Below are the records. List every line holding the word "black".

** Opening INPUT FOR THIS TASK block **

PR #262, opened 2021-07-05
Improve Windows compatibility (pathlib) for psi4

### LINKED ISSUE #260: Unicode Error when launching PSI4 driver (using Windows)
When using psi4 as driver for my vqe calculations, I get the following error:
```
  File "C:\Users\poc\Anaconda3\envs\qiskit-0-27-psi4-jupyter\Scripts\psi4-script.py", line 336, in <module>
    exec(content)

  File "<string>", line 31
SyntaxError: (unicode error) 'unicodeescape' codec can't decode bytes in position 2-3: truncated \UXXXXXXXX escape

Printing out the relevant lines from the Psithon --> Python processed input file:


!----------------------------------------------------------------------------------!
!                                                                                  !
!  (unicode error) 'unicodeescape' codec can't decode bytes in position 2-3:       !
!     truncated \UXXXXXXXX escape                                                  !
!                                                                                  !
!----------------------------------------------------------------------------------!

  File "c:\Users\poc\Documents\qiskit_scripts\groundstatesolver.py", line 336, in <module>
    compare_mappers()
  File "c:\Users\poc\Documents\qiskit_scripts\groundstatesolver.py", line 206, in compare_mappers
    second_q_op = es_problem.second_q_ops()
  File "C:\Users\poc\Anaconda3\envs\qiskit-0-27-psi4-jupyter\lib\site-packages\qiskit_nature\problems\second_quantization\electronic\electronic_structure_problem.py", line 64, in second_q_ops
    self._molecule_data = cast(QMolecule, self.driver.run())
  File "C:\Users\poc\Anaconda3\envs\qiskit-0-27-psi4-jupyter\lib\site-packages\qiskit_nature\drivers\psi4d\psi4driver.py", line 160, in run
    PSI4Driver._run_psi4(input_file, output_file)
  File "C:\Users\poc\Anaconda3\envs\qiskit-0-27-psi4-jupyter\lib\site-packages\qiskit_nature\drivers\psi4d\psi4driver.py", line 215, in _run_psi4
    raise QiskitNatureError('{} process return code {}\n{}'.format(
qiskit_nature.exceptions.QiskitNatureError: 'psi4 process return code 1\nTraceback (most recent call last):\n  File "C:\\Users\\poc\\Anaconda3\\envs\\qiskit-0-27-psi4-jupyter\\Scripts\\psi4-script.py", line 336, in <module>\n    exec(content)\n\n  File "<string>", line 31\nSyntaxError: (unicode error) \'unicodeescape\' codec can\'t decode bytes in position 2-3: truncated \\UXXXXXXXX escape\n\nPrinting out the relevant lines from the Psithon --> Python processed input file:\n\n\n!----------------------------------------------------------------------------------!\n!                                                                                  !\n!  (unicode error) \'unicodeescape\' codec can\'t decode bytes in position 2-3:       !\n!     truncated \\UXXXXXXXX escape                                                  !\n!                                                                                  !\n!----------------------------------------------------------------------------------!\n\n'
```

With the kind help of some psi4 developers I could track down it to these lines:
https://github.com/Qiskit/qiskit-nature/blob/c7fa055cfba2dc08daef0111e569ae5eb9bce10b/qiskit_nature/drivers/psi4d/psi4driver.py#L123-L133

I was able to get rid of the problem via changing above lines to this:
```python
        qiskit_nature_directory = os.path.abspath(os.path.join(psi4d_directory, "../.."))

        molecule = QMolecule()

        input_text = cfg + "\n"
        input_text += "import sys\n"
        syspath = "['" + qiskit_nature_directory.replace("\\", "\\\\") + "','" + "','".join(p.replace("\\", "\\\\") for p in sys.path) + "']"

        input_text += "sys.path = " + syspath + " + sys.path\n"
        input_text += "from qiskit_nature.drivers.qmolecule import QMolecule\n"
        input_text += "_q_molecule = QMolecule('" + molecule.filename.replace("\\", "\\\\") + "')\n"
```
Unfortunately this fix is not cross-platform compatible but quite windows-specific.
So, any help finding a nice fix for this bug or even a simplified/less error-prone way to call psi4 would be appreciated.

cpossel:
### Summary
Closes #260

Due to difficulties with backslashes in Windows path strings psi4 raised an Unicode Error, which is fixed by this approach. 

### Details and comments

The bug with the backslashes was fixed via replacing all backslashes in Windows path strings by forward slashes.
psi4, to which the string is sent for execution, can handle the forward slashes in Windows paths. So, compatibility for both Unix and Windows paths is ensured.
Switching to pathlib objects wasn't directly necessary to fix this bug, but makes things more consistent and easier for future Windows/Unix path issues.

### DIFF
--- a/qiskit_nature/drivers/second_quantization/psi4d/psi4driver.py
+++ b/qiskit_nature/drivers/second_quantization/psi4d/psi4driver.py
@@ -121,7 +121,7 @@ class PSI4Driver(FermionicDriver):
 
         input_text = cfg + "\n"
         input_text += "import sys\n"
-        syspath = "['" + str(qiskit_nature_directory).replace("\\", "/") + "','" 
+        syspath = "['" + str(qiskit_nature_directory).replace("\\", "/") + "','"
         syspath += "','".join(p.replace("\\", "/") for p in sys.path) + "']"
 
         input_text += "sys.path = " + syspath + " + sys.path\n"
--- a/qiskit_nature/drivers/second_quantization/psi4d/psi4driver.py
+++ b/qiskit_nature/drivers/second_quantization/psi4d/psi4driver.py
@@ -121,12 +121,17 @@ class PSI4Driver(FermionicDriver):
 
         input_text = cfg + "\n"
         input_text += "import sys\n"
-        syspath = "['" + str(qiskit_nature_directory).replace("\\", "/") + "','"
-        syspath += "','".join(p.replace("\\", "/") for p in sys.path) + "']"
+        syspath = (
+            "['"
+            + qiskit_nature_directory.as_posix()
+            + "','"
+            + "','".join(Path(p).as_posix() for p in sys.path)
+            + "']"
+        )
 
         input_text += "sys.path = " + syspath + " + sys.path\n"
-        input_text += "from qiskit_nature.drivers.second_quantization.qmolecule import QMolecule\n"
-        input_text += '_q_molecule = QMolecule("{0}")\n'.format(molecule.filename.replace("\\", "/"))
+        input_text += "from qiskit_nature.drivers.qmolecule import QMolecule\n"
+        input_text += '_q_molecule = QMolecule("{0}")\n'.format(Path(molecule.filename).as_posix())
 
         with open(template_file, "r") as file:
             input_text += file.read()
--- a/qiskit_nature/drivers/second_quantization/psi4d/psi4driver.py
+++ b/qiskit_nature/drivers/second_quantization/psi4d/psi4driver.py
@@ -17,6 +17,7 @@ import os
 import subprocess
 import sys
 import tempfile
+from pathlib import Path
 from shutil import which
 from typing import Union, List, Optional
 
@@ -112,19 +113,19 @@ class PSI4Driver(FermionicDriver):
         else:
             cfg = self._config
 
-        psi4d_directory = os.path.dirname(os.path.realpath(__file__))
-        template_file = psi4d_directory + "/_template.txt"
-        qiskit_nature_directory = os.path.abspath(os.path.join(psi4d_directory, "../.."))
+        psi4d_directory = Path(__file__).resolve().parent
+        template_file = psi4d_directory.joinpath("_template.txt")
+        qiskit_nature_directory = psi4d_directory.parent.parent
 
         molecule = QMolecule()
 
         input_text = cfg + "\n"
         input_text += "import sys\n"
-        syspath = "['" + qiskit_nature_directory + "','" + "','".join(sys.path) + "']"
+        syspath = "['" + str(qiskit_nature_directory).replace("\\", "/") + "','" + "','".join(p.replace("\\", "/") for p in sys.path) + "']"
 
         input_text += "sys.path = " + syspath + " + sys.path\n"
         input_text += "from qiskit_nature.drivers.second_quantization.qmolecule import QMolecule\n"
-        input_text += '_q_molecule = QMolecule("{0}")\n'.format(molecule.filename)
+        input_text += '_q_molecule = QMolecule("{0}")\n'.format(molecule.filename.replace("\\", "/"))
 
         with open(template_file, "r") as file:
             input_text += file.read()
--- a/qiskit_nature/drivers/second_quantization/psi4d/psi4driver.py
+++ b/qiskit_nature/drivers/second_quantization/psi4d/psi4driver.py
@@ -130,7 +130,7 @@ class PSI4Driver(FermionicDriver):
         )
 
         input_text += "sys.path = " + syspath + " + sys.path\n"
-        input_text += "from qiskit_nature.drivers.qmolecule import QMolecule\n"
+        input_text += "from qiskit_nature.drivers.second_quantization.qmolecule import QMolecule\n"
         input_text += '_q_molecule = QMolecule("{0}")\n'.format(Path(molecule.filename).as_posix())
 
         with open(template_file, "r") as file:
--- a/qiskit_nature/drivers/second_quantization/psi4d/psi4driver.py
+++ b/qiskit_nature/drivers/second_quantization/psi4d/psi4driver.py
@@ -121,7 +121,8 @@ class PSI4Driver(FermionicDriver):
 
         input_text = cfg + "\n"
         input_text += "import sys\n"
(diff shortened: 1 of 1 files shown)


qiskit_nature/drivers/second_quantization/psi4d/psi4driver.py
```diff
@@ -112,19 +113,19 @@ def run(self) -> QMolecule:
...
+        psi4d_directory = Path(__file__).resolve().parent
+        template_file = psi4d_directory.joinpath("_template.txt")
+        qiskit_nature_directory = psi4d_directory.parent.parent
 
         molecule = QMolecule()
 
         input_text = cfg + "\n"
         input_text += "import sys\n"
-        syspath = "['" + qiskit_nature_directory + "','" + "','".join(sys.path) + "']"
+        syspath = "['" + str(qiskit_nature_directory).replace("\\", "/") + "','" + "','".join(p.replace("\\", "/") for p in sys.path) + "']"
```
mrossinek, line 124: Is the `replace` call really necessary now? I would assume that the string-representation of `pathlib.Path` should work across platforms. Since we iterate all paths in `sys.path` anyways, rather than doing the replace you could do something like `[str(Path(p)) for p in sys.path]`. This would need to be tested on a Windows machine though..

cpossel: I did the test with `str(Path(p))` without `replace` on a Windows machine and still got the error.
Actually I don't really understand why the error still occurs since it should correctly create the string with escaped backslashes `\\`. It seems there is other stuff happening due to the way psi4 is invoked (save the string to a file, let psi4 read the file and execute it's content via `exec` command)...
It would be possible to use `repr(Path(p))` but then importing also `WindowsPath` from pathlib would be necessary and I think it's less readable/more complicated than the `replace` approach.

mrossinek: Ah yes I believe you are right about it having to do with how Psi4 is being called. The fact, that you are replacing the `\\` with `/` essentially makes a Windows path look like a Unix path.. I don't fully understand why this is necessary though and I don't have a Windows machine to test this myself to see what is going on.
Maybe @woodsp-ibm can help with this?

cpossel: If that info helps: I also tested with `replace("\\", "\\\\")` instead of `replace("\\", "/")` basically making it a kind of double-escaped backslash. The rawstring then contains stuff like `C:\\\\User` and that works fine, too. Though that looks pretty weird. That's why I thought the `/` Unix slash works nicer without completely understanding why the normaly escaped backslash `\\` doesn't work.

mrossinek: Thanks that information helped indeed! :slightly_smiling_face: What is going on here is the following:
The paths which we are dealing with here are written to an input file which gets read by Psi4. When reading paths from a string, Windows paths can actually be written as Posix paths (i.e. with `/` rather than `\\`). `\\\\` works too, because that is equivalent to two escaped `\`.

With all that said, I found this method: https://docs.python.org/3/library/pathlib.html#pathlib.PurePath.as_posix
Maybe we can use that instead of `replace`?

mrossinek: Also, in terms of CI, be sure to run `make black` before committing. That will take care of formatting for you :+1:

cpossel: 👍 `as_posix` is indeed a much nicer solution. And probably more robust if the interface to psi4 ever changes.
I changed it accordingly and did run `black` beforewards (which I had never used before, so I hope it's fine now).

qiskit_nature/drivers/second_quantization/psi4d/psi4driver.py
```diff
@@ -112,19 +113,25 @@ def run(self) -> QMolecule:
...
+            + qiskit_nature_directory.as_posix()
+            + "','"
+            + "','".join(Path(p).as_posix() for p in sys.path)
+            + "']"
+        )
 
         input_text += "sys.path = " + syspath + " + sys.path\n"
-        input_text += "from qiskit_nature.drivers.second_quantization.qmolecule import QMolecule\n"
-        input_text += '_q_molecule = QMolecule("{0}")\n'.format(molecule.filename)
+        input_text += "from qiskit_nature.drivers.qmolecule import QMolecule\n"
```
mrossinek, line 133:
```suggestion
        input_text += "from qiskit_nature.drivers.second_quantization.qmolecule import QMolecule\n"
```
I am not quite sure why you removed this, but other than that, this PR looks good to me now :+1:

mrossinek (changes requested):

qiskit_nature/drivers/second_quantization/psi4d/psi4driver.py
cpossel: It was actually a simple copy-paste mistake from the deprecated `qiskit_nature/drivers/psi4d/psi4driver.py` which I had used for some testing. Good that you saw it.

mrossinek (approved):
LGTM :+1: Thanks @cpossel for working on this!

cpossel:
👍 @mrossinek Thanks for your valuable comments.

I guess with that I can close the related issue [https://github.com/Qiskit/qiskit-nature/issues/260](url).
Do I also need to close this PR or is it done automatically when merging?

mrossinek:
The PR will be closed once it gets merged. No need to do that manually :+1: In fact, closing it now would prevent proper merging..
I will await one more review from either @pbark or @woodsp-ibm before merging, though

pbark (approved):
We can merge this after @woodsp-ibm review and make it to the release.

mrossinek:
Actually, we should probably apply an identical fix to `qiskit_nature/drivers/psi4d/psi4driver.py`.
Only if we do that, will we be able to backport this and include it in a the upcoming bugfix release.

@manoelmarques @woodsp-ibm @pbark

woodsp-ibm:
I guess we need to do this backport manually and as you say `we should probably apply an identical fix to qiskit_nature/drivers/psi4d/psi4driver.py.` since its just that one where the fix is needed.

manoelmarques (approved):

** Closing INPUT FOR THIS TASK block **

## PROBLEM SOLUTION
mrossinek: Also, in terms of CI, be sure to run `make black` before committing. That will take care of formatting for you :+1:
I changed it accordingly and did run `black` beforewards (which I had never used before, so I hope it's fine now).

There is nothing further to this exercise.